■ Problem to solve: Scan the entries below and return each line that contains "urls".

====== Supplied data

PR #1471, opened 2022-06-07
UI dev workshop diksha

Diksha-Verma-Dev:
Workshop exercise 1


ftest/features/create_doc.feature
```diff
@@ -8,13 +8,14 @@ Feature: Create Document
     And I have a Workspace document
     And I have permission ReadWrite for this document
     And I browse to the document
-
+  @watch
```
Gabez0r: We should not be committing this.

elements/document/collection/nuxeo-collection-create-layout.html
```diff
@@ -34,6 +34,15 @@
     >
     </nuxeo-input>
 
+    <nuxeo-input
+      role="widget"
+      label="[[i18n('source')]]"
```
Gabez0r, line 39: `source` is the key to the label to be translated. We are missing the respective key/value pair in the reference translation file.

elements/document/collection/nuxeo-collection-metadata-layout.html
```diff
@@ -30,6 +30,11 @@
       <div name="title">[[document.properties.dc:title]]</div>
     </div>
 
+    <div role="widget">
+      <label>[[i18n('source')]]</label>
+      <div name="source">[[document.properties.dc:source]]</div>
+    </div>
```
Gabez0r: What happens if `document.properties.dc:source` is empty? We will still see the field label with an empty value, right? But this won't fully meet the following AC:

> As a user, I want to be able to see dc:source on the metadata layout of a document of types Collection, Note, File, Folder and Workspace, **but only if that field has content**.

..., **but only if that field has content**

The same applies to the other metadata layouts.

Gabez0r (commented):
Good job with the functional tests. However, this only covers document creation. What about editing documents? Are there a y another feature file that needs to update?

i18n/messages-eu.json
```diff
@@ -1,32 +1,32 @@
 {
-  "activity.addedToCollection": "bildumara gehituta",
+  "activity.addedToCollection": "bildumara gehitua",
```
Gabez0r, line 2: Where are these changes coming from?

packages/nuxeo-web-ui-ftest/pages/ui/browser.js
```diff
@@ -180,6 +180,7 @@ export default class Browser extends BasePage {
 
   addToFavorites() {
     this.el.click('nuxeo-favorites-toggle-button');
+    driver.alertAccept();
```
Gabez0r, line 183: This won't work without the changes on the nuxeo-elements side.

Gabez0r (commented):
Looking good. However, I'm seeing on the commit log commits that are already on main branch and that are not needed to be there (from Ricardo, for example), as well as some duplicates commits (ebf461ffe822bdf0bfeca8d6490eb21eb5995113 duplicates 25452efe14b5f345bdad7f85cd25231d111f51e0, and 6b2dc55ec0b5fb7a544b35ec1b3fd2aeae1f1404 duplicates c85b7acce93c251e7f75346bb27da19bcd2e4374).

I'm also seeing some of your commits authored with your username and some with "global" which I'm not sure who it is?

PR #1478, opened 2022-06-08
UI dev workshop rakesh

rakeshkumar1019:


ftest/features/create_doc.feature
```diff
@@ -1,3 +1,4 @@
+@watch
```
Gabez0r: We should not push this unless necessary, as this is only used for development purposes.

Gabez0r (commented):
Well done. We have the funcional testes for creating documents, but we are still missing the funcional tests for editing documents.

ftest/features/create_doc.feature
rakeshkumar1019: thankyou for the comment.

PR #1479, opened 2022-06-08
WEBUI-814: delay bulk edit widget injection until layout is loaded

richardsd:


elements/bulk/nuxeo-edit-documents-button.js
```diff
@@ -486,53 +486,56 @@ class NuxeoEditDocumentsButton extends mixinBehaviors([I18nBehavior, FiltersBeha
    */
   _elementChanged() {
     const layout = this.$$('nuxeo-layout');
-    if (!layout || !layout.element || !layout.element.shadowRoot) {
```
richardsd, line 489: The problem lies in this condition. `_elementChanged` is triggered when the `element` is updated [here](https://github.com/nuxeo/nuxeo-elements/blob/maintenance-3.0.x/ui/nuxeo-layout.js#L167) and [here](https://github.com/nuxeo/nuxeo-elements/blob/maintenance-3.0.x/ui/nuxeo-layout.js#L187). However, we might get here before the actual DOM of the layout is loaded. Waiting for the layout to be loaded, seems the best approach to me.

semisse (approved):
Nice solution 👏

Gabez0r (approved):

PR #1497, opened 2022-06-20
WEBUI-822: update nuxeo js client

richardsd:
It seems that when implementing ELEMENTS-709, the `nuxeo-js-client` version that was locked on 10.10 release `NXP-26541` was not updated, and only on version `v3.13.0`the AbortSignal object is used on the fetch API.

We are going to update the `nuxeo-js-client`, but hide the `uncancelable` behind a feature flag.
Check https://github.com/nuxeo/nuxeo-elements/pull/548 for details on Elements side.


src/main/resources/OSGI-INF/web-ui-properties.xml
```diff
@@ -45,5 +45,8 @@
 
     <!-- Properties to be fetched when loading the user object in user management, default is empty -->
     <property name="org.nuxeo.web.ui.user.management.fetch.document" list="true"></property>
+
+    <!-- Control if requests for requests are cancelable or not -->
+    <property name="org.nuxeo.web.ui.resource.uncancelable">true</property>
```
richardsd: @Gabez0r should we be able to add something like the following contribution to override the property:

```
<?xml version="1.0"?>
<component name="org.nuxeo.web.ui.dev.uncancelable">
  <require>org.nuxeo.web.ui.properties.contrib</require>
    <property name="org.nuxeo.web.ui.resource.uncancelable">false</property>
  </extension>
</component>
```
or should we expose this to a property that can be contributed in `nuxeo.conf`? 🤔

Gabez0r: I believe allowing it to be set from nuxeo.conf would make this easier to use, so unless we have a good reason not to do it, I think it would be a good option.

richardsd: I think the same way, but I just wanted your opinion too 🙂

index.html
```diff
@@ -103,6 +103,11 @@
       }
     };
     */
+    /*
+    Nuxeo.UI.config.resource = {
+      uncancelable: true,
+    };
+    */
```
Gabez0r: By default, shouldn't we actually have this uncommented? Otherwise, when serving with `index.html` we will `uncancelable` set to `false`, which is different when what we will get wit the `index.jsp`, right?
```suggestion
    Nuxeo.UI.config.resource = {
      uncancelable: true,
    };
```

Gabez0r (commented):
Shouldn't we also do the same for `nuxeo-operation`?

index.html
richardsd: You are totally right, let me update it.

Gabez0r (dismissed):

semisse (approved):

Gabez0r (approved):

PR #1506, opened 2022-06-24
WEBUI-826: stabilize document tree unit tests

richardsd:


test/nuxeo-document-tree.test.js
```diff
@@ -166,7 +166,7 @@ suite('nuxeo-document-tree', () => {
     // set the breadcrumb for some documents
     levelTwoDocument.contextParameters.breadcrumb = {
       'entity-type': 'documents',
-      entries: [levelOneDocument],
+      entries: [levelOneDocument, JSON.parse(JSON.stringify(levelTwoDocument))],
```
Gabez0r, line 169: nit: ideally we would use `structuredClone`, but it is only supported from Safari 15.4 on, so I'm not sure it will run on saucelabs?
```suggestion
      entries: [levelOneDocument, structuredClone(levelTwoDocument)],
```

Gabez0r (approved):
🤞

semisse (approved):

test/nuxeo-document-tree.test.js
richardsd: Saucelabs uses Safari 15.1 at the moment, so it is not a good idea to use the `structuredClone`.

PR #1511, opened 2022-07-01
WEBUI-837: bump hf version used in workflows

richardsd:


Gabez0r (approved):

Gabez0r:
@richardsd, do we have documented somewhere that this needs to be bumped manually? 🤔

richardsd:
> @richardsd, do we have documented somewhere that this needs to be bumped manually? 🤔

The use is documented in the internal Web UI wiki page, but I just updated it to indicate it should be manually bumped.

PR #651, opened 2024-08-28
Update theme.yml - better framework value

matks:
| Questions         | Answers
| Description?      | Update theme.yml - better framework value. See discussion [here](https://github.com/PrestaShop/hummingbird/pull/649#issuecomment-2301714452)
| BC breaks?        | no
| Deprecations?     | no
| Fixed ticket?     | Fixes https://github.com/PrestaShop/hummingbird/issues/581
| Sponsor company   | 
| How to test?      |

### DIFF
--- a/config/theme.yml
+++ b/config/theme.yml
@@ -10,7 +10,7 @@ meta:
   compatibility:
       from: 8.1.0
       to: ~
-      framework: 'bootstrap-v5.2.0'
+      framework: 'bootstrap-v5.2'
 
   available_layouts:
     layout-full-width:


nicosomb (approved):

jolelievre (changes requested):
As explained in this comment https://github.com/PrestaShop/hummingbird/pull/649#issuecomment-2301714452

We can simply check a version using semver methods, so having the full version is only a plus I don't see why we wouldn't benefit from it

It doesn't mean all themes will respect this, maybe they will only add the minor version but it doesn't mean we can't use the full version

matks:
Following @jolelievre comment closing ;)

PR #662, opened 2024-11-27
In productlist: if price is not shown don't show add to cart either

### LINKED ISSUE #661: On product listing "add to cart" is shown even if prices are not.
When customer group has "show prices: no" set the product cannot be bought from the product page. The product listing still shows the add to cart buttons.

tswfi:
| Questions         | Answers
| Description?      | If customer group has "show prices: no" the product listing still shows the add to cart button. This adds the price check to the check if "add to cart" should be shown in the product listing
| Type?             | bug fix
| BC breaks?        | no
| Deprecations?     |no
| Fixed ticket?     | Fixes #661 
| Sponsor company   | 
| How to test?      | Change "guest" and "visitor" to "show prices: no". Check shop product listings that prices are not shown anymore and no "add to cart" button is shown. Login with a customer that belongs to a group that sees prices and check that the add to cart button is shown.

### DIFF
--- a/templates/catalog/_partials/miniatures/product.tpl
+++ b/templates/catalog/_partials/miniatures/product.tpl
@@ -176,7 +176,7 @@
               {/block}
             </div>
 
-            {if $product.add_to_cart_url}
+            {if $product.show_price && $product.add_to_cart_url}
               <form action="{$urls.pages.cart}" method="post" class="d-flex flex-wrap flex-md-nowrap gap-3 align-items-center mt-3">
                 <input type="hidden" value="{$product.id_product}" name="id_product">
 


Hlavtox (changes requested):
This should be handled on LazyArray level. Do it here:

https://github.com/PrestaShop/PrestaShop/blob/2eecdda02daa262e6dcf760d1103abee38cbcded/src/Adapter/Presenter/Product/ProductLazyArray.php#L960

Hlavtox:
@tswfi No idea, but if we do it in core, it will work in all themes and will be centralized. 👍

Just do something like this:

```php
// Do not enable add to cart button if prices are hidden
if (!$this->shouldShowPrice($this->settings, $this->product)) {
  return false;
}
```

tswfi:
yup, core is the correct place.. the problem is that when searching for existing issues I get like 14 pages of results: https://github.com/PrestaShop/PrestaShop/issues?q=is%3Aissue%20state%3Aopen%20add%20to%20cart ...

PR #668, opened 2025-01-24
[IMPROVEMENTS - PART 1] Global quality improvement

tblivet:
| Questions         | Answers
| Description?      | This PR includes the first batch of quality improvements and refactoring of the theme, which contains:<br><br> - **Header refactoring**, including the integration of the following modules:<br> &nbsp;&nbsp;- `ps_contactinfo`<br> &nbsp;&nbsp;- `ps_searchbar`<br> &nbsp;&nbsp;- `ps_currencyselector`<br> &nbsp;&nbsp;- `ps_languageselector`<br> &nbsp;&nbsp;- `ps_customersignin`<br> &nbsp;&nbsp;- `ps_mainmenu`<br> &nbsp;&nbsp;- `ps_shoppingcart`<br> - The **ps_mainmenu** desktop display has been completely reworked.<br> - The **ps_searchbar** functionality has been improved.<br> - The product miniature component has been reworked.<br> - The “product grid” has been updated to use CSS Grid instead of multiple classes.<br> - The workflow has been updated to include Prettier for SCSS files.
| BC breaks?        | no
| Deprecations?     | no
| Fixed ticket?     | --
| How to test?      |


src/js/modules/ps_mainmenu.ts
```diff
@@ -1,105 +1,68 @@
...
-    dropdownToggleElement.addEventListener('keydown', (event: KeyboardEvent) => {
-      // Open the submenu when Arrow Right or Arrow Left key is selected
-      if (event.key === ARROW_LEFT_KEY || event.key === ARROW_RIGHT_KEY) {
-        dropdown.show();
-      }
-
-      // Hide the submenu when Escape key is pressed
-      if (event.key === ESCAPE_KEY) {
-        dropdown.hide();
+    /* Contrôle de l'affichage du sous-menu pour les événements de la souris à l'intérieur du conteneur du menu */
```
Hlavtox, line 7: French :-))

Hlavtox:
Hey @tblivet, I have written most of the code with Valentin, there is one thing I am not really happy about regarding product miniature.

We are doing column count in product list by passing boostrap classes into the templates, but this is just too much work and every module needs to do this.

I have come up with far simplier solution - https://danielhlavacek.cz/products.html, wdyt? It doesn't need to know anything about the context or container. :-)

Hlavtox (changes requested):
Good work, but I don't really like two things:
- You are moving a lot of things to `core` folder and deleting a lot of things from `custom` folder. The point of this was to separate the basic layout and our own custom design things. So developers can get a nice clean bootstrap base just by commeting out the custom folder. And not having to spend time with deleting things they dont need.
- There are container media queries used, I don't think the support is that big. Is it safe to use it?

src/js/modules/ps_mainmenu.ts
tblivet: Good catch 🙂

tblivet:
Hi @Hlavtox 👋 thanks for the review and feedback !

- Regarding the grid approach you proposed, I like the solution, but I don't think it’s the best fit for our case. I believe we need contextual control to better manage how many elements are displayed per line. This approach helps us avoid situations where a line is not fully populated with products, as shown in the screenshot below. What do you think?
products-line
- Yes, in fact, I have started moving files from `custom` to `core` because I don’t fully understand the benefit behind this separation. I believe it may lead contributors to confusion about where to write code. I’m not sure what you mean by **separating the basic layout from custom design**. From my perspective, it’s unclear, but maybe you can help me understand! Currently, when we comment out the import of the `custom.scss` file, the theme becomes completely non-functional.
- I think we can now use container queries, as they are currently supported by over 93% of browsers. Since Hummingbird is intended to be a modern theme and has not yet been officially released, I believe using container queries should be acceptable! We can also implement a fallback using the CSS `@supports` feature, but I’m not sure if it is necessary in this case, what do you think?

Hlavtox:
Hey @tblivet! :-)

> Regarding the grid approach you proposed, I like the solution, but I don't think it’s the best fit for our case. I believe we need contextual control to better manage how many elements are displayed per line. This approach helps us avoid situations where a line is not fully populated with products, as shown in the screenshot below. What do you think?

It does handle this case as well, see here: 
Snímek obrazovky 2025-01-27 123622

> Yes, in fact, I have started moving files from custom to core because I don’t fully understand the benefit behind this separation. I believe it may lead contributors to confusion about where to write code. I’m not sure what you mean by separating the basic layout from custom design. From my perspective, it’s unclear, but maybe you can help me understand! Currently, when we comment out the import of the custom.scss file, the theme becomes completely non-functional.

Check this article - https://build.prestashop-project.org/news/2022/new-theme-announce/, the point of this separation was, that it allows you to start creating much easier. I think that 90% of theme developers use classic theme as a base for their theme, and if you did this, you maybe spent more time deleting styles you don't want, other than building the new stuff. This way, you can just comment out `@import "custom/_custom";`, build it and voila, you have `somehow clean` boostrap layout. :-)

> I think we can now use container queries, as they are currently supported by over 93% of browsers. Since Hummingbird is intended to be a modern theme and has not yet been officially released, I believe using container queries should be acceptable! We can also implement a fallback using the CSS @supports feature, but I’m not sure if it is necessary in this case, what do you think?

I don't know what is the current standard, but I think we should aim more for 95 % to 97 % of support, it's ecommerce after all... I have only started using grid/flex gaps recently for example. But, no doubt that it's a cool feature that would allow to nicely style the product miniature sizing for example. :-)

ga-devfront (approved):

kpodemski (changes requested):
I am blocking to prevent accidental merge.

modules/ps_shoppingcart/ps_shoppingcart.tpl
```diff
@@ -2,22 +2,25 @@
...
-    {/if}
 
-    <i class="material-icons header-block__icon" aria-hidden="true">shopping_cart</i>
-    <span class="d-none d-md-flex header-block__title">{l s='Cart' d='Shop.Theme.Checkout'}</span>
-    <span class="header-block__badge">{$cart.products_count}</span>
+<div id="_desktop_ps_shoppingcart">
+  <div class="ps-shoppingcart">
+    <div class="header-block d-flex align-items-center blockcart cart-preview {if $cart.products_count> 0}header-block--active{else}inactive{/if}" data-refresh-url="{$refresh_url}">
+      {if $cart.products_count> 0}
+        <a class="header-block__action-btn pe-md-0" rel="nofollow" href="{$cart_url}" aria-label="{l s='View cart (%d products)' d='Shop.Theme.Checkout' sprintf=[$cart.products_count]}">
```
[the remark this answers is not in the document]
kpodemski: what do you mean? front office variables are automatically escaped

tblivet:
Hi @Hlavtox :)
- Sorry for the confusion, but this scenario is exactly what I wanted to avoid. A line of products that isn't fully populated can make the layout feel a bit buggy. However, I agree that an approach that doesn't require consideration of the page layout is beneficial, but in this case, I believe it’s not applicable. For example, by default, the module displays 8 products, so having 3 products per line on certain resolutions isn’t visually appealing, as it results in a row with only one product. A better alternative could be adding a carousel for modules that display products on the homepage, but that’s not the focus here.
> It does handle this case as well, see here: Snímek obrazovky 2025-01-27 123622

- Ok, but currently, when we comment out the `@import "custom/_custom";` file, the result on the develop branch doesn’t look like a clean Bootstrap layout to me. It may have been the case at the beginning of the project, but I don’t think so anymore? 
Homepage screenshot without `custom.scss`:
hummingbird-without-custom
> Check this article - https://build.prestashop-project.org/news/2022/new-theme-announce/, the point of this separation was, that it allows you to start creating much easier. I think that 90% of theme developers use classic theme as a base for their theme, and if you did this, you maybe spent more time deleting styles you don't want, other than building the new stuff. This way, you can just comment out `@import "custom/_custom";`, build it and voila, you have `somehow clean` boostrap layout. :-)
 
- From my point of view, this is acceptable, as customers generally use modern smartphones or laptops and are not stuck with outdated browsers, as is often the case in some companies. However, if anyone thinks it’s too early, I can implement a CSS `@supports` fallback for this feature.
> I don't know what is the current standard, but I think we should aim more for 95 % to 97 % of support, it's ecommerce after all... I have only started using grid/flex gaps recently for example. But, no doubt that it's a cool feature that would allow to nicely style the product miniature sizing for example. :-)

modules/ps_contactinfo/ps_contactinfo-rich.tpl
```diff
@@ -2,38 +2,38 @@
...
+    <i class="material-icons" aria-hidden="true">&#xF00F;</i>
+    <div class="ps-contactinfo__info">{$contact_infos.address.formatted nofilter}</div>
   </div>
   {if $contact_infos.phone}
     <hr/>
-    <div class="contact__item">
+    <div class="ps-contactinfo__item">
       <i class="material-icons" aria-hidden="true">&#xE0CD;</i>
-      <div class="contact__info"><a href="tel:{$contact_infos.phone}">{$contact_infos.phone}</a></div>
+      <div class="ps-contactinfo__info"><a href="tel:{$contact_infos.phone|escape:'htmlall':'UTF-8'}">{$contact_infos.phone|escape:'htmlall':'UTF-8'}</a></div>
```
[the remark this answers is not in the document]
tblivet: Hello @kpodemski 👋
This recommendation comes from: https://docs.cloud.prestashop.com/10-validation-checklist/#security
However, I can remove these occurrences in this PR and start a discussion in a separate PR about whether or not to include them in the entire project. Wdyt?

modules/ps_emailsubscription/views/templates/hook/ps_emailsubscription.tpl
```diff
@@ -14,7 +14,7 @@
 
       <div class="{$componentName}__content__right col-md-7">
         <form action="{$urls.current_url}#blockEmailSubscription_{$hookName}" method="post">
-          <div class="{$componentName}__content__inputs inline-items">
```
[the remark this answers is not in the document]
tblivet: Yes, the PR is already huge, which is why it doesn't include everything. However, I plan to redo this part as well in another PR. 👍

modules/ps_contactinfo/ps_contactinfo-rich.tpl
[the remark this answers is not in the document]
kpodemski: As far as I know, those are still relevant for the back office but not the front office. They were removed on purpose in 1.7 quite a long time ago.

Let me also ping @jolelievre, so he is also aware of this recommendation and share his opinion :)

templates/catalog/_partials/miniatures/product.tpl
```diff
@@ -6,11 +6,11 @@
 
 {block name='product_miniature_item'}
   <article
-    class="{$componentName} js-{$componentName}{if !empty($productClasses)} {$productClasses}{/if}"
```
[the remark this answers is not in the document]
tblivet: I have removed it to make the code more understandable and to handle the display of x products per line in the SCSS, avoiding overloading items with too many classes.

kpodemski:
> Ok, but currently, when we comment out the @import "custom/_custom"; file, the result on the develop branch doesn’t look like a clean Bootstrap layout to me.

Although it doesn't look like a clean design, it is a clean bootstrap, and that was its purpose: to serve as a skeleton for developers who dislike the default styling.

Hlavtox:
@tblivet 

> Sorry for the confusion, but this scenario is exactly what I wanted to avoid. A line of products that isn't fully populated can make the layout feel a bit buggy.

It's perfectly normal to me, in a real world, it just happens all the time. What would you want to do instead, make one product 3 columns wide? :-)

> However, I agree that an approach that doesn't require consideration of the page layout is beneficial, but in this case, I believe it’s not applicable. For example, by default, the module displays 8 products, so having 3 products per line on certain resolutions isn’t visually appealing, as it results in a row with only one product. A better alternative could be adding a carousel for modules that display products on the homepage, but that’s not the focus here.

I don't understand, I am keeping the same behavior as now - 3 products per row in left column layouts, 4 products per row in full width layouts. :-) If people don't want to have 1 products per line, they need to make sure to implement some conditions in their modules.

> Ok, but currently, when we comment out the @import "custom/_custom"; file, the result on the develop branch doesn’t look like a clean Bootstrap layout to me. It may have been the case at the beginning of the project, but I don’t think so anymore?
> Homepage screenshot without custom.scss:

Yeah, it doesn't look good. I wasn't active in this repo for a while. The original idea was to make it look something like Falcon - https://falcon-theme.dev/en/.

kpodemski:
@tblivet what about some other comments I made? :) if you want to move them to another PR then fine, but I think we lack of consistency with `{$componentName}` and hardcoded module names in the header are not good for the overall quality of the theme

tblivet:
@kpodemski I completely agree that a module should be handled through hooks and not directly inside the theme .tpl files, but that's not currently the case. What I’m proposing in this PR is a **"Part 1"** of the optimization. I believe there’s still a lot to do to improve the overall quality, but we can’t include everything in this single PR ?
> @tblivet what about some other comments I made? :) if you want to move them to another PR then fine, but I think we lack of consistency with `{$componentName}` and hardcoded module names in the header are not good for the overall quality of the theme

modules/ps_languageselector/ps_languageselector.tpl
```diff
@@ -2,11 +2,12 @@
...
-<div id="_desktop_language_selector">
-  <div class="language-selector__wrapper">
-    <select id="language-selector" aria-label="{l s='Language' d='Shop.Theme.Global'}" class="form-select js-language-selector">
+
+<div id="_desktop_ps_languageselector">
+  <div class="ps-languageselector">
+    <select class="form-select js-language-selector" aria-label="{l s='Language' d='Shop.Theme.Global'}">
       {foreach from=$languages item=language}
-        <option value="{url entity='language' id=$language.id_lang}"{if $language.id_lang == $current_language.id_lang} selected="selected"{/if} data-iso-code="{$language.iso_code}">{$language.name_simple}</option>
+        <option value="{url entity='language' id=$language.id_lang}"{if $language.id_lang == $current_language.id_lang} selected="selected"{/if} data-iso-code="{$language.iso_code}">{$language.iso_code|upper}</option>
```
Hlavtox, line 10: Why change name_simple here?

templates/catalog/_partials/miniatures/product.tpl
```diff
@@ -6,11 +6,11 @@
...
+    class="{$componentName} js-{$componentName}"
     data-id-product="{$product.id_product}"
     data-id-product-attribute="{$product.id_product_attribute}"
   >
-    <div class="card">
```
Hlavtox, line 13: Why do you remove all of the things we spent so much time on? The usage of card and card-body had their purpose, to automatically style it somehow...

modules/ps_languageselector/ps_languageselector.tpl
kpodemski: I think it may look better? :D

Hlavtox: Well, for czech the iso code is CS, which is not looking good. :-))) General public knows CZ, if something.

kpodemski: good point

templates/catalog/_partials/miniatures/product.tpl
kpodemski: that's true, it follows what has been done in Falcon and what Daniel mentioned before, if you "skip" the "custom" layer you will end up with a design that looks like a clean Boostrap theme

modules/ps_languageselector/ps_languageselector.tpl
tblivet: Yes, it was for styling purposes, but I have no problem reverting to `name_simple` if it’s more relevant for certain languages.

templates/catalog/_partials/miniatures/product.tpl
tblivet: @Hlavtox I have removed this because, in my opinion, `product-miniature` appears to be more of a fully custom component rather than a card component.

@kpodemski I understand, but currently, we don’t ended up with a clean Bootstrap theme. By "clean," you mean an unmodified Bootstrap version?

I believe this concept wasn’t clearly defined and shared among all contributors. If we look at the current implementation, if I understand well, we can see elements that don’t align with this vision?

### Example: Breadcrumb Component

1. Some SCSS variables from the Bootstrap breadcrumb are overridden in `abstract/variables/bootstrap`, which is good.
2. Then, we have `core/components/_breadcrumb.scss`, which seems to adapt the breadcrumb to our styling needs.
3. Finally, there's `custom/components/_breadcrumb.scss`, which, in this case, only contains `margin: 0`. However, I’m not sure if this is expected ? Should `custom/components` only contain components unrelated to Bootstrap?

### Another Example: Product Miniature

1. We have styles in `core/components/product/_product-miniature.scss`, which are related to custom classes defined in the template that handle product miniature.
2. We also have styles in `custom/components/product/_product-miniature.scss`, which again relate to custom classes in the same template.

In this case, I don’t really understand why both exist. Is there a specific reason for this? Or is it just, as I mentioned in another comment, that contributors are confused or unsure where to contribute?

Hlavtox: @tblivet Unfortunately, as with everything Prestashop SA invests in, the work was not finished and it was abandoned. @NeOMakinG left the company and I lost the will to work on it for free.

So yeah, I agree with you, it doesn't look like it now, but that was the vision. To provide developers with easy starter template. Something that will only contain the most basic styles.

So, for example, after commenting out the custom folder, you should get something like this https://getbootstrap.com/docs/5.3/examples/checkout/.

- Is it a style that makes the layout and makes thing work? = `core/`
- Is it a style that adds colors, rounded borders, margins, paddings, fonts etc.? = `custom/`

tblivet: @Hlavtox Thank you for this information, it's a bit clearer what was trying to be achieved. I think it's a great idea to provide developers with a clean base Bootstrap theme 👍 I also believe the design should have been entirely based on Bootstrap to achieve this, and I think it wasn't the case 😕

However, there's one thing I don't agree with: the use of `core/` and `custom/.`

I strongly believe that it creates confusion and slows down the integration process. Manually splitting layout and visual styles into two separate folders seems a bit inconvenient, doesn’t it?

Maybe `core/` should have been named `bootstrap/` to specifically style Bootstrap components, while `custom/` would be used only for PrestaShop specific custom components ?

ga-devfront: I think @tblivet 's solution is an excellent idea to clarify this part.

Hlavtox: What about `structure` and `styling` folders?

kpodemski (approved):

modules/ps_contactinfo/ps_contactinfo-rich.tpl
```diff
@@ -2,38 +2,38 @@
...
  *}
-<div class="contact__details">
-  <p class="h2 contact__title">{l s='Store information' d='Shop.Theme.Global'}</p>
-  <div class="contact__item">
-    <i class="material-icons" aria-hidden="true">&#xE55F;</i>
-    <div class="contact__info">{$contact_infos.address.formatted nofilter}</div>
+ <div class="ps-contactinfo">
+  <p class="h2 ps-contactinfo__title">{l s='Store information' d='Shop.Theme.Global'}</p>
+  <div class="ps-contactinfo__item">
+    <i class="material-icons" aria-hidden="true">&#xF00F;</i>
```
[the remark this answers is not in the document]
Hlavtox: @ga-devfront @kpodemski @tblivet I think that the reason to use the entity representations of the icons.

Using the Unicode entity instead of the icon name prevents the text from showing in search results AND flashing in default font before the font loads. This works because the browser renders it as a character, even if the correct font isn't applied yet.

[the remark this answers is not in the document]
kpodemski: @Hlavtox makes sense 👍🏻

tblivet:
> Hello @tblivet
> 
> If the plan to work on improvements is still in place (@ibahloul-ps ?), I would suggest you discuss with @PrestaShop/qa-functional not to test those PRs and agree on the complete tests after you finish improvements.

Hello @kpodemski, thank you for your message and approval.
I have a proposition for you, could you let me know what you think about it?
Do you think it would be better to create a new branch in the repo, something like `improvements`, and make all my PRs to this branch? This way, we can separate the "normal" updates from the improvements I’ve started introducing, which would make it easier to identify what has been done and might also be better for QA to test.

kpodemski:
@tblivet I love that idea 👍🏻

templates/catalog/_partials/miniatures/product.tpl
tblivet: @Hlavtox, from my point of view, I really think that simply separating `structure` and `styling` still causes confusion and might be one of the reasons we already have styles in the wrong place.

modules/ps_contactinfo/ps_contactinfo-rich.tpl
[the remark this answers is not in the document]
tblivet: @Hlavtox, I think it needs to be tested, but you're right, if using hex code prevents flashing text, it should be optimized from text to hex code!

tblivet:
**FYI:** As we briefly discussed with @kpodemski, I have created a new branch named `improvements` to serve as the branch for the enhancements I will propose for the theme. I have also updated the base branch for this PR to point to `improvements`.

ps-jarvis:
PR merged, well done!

============

■ Output for this exercise:
               <form action="{$urls.pages.cart}" method="post" class="d-flex flex-wrap flex-md-nowrap gap-3 align-items-center mt-3">
         <form action="{$urls.current_url}#blockEmailSubscription_{$hookName}" method="post">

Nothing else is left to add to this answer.